THE DATA:
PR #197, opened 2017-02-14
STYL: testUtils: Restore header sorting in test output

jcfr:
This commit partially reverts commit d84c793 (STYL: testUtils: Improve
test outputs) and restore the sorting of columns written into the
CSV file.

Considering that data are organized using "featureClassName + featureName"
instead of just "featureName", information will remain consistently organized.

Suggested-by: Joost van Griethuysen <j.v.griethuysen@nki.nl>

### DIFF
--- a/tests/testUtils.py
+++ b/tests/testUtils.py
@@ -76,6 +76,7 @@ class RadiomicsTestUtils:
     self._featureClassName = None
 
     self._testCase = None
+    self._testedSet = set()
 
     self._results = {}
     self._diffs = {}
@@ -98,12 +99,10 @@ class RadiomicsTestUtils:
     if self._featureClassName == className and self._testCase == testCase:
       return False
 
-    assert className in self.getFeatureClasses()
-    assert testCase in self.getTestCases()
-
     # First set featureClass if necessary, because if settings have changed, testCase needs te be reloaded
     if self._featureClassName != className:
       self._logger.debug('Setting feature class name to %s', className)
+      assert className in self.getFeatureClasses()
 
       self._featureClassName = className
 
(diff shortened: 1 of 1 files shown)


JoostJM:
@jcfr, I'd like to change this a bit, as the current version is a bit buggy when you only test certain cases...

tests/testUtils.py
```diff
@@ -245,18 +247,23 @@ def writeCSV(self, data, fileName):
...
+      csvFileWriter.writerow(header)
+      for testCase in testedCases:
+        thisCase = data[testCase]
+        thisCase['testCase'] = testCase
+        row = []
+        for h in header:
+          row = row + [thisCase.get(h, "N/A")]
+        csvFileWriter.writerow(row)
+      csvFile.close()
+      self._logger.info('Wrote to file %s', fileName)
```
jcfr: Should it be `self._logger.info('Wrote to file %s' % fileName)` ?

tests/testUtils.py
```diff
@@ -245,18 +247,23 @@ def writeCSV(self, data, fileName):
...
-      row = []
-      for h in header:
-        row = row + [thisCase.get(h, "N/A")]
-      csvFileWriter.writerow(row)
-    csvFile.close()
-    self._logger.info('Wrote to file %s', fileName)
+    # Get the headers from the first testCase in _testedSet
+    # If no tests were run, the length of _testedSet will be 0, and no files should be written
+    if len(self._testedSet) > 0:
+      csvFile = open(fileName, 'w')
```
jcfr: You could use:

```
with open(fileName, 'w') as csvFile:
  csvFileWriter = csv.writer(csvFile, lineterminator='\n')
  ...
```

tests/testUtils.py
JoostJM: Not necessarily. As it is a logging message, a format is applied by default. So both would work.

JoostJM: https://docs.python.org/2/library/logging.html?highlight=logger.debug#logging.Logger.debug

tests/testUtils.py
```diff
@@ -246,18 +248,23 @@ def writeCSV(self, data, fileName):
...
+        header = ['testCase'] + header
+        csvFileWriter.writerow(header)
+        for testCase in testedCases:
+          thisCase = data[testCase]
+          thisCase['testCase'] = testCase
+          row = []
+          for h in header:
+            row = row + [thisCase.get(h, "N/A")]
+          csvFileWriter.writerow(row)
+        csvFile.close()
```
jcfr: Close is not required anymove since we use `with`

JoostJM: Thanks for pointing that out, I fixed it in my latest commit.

TASK DESCRIPTION:
Return every line in the listing that contains the word "testedCases".

OUTPUT:
+      for testCase in testedCases:
+        for testCase in testedCases:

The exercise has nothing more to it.